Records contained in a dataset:
PR #406, opened 2020-04-26
Documentation Updates

camrbuss:
Working off the Change-log to apply documentation updates


docs/commands.md
```diff
@@ -58,6 +65,7 @@ Possible values are:
 * `CTRL_MODE_POSITION_CONTROL`
 * `CTRL_MODE_VELOCITY_CONTROL`
 * `CTRL_MODE_CURRENT_CONTROL`
+* `CTRL_MODE_TRAJECTORY_CONTROL`
```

** Work order **
Print the entries exactly.

** Result for this task **
PR #406, opened 2020-04-26
Documentation Updates

camrbuss:
Working off the Change-log to apply documentation updates


docs/commands.md
```diff
@@ -58,6 +65,7 @@ Possible values are:
 * `CTRL_MODE_POSITION_CONTROL`
 * `CTRL_MODE_VELOCITY_CONTROL`
 * `CTRL_MODE_CURRENT_CONTROL`
+* `CTRL_MODE_TRAJECTORY_CONTROL`
```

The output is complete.